In the 303 Creative LLC v. Elenis ruling on behalf of Lori Smith (pictured at right), a Colorado business owner, Justice Neil Gorsuch wrote that opinion on behalf of the majority. Citing the First Amendment, he wrote the historic document “envisions the United States as a rich and complex place where all persons are free to think and speak as they wish, not as the government demands.”
In the dissenting opinion, Justice Sotomayor accused the court of legalized discrimination. “Today, the Court, for the first time in its history,” she wrote, “grants a business open to the public a constitutional right to refuse to serve members of a protected class.”
“There should be no ‘protected classes’ in any area of life,” Matt Walsh, the Daily Wire host, countered in a tweet.
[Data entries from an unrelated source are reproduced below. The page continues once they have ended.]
Issue #14, opened 2025-02-24
Add configure options and commands to help support the sharding procedure


haydentherapper:
**Description**

See Step 6 from the [design doc](https://docs.google.com/document/d/1qZ-lkpbQkBzV45rtemWYmT6ReqCwjTt5TbMDFLdaPyM/edit?resourcekey=0-bMAyN9EKPDvB0H3edYi_Cw&tab=t.0#heading=h.p7n5pw5vt1kw).

PR #168, opened 2025-04-01
Add support for freezing the log

cmurphy:
Add a flag that, when Rekor is restarted, prevents the service from accepting new entries or publishing new checkpoints. Add a command to publish a final checkpoint that contains an extension indicating the log is frozen.

Technically Rekor could be fully shut down and it would accomplish the same purpose of not accepting new entries or updating new checkpoints. The server change is mostly useful in the potential future when Rekor needs to be responsible for serving checkpoints stored in MySQL. The freeze command is necessary no matter the backend.

Fixes https://github.com/sigstore/rekor-tiles/issues/14

To do:
- [x] needs a verifier loading flow similar to everything in pkg/signer that supports keys on disk, keys with passwords, KMSs and Tink.
- [x] end to end tests
- [ ] file issue to document the frozen string

### DIFF
--- a/cmd/freeze-checkpoint/app/root.go
+++ b/cmd/freeze-checkpoint/app/root.go
@@ -1,0 +1,232 @@
+//
+// Copyright 2025 The Sigstore Authors.
+//
+// Licensed under the Apache License, Version 2.0 (the "License");
+// you may not use this file except in compliance with the License.
+// You may obtain a copy of the License at
+//
+//     http://www.apache.org/licenses/LICENSE-2.0
+//
+// Unless required by applicable law or agreed to in writing, software
+// distributed under the License is distributed on an "AS IS" BASIS,
+// WITHOUT WARRANTIES OR CONDITIONS OF ANY KIND, either express or implied.
+// See the License for the specific language governing permissions and
+// limitations under the License.
+
+package app
+
+import (
+	"bytes"
+	"context"
+	"crypto"
+	"fmt"
+	"io"
+	"log/slog"
+	"os"
+	"strings"
+	"time"
+
+	gcs "cloud.google.com/go/storage"
+	rekornote "github.com/sigstore/rekor-tiles/pkg/note"
+	"github.com/sigstore/rekor-tiles/pkg/signerverifier"
+	"github.com/sigstore/sigstore/pkg/signature"
+	"github.com/spf13/cobra"
+	"github.com/spf13/viper"
+	logformat "github.com/transparency-dev/formats/log"
+	"github.com/transparency-dev/trillian-tessera/api/layout"
+	"golang.org/x/mod/sumdb/note"
+)
+
+const (
+	frozenString = "Log frozen — "
+)
+
+var rootCmd = &cobra.Command{
+	Use:   "freeze-checkpoint",
+	Short: "Freeze the log checkpoint",
+	Long:  `Add an extension line to the final checkpoint to indicate to consumers that no more checkpoints are going to be published. Only supported for GCP.`,
+	Run: func(cmd *cobra.Command, _ []string) {
+		ctx := cmd.Context()
+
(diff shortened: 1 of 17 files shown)


pkg/server/http.go
```diff
@@ -184,16 +190,43 @@ func httpResponseModifier(ctx context.Context, w http.ResponseWriter, _ proto.Me
...
+		_, err := w.Write([]byte(msg + "\n"))
+		if err != nil {
+			return err
+		}
+	}
+
 	return nil
 }
+
+func methodNotAllowedHandler(ctx context.Context, mux *runtime.ServeMux, marshaler runtime.Marshaler, w http.ResponseWriter, r *http.Request, err error) {
```
haydentherapper, line 218: Can you add a comment for why we need this, that we're remapping a gRPC code to a different HTTP code?

cmd/freeze-checkpoint/app/root.go
```diff
@@ -0,0 +1,230 @@
...
+		return nil, fmt.Errorf("parsing checkpoint: %w", err)
+	}
+	if strings.Contains(string(rest), frozenString) {
+		return nil, nil
+	}
+	return &checkpoint, nil
+}
+
+func updateCheckpoint(objWriter *gcs.Writer, noteSigner note.Signer, checkpoint *logformat.Checkpoint) error {
+	buf := bytes.NewBuffer(checkpoint.Marshal())
```
haydentherapper, line 217: tiny nit, can you add a comment that this marshalled checkpoint is just the note and not the signatures? I double checked, wanted to make sure we aren't appending after the sigs

haydentherapper (commented):
This is great!

cmd/freeze-checkpoint/app/root.go
```diff
@@ -0,0 +1,234 @@
...
+		return nil, nil, fmt.Errorf("getting GCS client: %w", err)
+	}
+	bucketName := viper.GetString("gcp-bucket")
+	object := client.Bucket(bucketName).Object(layout.CheckpointPath)
+	objReader, err := object.NewReader(ctx)
+	if err != nil {
+		return nil, nil, fmt.Errorf("getting object reader: %w", err)
+	}
+	contentType := "text/plain; charset=utf-8"
+	cacheControl := "no-cache"
```
haydentherapper, line 189: Could we cache it indefinitely since it should never be updated again?

haydentherapper (approved):

haydentherapper:
I know you mentioned it, we'll want to track this along with the change in key IDs for non-ECDSA signed checkpoints and additional signatures for witnesses for client conformance testing.

haydentherapper (approved):
🥳

haydentherapper:
image

i don't know, i'm bad at memes

cmd/freeze-checkpoint/app/root.go
```diff
@@ -0,0 +1,232 @@
...
+	"github.com/sigstore/sigstore/pkg/signature"
+	"github.com/spf13/cobra"
+	"github.com/spf13/viper"
+	logformat "github.com/transparency-dev/formats/log"
+	"github.com/transparency-dev/trillian-tessera/api/layout"
+	"golang.org/x/mod/sumdb/note"
+)
+
+const (
+	frozenString = "Log frozen — "
```
cmurphy, line 41: @haydentherapper before I merge this do you have any thoughts on using this string + date to indicate the frozen log? A monitor is going to have to be checking for this string so human readability isn't the only consideration.

haydentherapper: This looks good, monitors can easily check for this constant string. I'm not sure if the timestamp will be necessary since we will be co-signing the checkpoint and getting signed timestamps later on, but it's helpful now and would be fine in the future too.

In a related tweet, Walsh noted that so-called “Pride Month” has been disastrous for LGBT activists throughout June. Now, on the last day, comes the Supreme Court ruling in favor of Smith.
“Pride Month has been an absolute disaster for the LGBT cult. They’ve taken one L after another,” he wrote. “And now it ends with them losing in the Supreme Court. Awesome stuff.”
In the student loan ruling, small-business advocacy group Job Creators Network sued the Biden administration last year to block Biden plan that was viewed by skeptics as an unconstitutional political ploy.
Roger Severino of The Heritage Foundation called Biden's plan "political pandering" in an interview with Newsmax.
"[Biden] has a constituency that he wants to please and he had no legal authority whatsoever to do it," Severino concluded.
Elaine Parker, president of Job Creators, tells AFN the court’s ruling “stopped one of the most egregious examples of executive overreach in modern American history.”
Washington Times columnist Robert Knight tells AFN the Supreme Court stopped a “dangerous policy” that rewarded “indolence” but punished people who have paid off their student loans.
“This was a giant slap in the face,” he says of Biden’s loan forgiveness plan, “so it's been corrected by the Supreme Court."
“This disappointing and cruel student debt ruling shows the callousness of the MAGA Republican-controlled Supreme Court,” fumed Chuck Schumer, the Senate Majority Leader, in a tweet.